Description: Several web services returning user information did not clean text in text custom profile fields
Issue summary: Custom profile fields (textarea) are not passed through external_format_text when returned by several web services
Severity/Risk: Minor
Versions affected: 2.9, 2.8 to 2.8.6, 2.7 to 2.7.8 and earlier unsupported versions
Versions fixed: 2.9.1, 2.8.7 and 2.7.9
Reported by: Marina Glancy
Issue no.: MDL-50130
CVE identifier: CVE-2015-3274
Changes (master): http://git.moodle.org/gw?p=moodle.git&a=search&h=HEAD&st=commit&s=MDL-50130
Picture of Marina Glancy
MSA-15-0027: Capability 'mod/forum:canposttomygroups' is not respected when using 'Post a copy to all groups' in forum
 
Description: Capability 'mod/forum:canposttomygroups' was not respected when using 'Post a copy to all groups' in forum. Capability to post to each individual group was always required.
Issue summary: canposttomygroups capability is not checked in mod/forum/post.php
Severity/Risk: Minor
Versions affected: 2.9
Versions fixed: 2.9.1
Reported by: Juan Leyva
Issue no.: MDL-50220
CVE identifier: CVE-2015-3273
Changes (master): http://git.moodle.org/gw?p=moodle.git&a=search&h=HEAD&st=commit&s=MDL-50220
Picture of Marina Glancy
MSA-15-0026: Possible phishing when redirecting to external site using referer header
 
Description: Another case when redirecting to external site was possible in error messages.
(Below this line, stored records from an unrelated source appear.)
Issue #783, opened 2017-04-25
Update the daily Audit to use the sufia audit


carolyncole:
https://github.com/psu-stewardship/scholarsphere/blob/develop/script/audit_repository

https://github.com/projecthydra/sufia/blob/7.2-migration/app/services/sufia/repository_audit_service.rb

awead:
@cam156 I am deeply suspicious of the Sufia:: RepositoryAuditService. If I forcibly corrupt a file in Fedora, the service doesn't report its failure.

awead:
@cam156 ok, it will recognize a failure. I forced it by removing all the records from ChecksumAuditLog. The failing file looks like:
```
#<ChecksumAuditLog id: 16, file_set_id: "83b5919121", file_id: "83b5919121/files/9eff14dd-9a61-4cdc-819a-006b1fa86...", version: "http://127.0.0.1:8986/rest/dev/83/b5/91/91/83b5919...", pass: 0, expected_result: nil, actual_result: nil, created_at: "2017-05-04 19:54:54", updated_at: "2017-05-04 19:54:54">
```
There's nothing for expected_result or actual_result, but at least it's catching the error.

PR #833, opened 2017-05-04
Update audit_repository script, ref #783

awead:
The previous script used a class that no longer existed.

We've updated the script to use the new Sufia service which reports errors in the same way as previous audits.

Failures are written to the ChecksumAuditLog files are only re-checked if the CurationConcerns.config.max_days_between_audits has passed since the last audit.


carolyncole:
@awead since there are no tests have you run this on the server or your local machine?

awead:
@cam156 local machine. You have to go into modeshape and corrupt a file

See also MSA-15-0019 (CVE-2015-3175)
Issue summary: PARAM_LOCALURL is vulnerable to open redirects
Severity/Risk: Minor
Versions affected: 2.9, 2.8 to 2.8.6, 2.7 to 2.7.8 and earlier unsupported versions
Versions fixed: 2.9.1, 2.8.7 and 2.7.9
Reported by: Totara
Issue no.: MDL-50688
CVE identifier: CVE-2015-3272
Changes (master): http://git.moodle.org/gw?p=moodle.git&a=search&h=HEAD&st=commit&s=MDL-50688
Picture of Marina Glancy
MSA-15-0025: Capability to manage own files is not respected in Web Services
 
Description: Users with the revoked capability 'moodle/user:manageownfiles' are still able to upload private files using deprecated function in Web Services
Issue summary: Users with the manageownfiles disabled are able to upload private files via Web Services
Severity/Risk: Minor
Versions affected: 2.8 to 2.8.5, 2.7 to 2.7.7, 2.6 to 2.6.10 and earlier unsupported versions
Versions fixed: 2.9, 2.8.6, 2.7.8 and 2.6.11
Reported by: Juan Leyva
Issue no.: MDL-49994
CVE identifier: CVE-2015-3181
Changes (master): http://git.moodle.org/gw?p=moodle.git&a=search&h=HEAD&st=commit&s=MDL-49994
Picture of Marina Glancy
MSA-15-0024: User with suspended enrolment can see sections in the navigation tree
 
Description: If a user is enrolled in the course but his enrollment is suspended, they can not access the course but still were able to see course structure in the navigation block
Issue summary: User with suspended enrolment can see sections in the navigation tree
Severity/Risk: Minor
Versions affected: 2.8 to 2.8.5, 2.7 to 2.7.7, 2.6 to 2.6.10 and earlier unsupported versions
Versions fixed: 2.9, 2.8.6, 2.7.8 and 2.6.11
Reported by: Alex Mitin
Issue no.: MDL-49788
CVE identifier: CVE-2015-3180
Changes (master): http://git.moodle.org/gw?p=moodle.git&a=search&h=HEAD&st=commit&s=MDL-49788
Picture of Marina Glancy
MSA-15-0023: Suspended user is able to login when confirming email
 
Description: When self-registration is enabled and user's account was suspended after creating account but before actually confirming it, user is still able to login when confirming email but only once.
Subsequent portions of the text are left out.